WORK ITEM — Copy out exactly the line that contains "Change the method for printing standard for a batch mode without" and all lines following it to the end of the data.

Extracted data entries —

Issue #2510, opened 2019-04-29
Change the method for printing standard for a batch mode without UI


e-Evolution:
Executes the printing of an order or invoice form background without UI, fails because it tries to show a UI messaje.

PR #2511, opened 2019-04-29
 #2510 Change the method for printing standard for a batch mode witho…

e-Evolution:
…ut UI https://github.com/adempiere/adempiere/issues/2510


yamelsenih:
Fixes: #2510

PR #2536, opened 2019-05-07
#2266 Enlarge_length_for_bank_name to 120

homebeaver:
Hi @e-Evolution ,
this is my 2nd try to launch a PR for #2266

SOLUTION FOR THIS EXERCISE —
Change the method for printing standard for a batch mode without UI


e-Evolution:
Executes the printing of an order or invoice form background without UI, fails because it tries to show a UI messaje.

PR #2511, opened 2019-04-29
 #2510 Change the method for printing standard for a batch mode witho…

e-Evolution:
…ut UI https://github.com/adempiere/adempiere/issues/2510


yamelsenih:
Fixes: #2510

PR #2536, opened 2019-05-07
#2266 Enlarge_length_for_bank_name to 120

homebeaver:
Hi @e-Evolution ,
this is my 2nd try to launch a PR for #2266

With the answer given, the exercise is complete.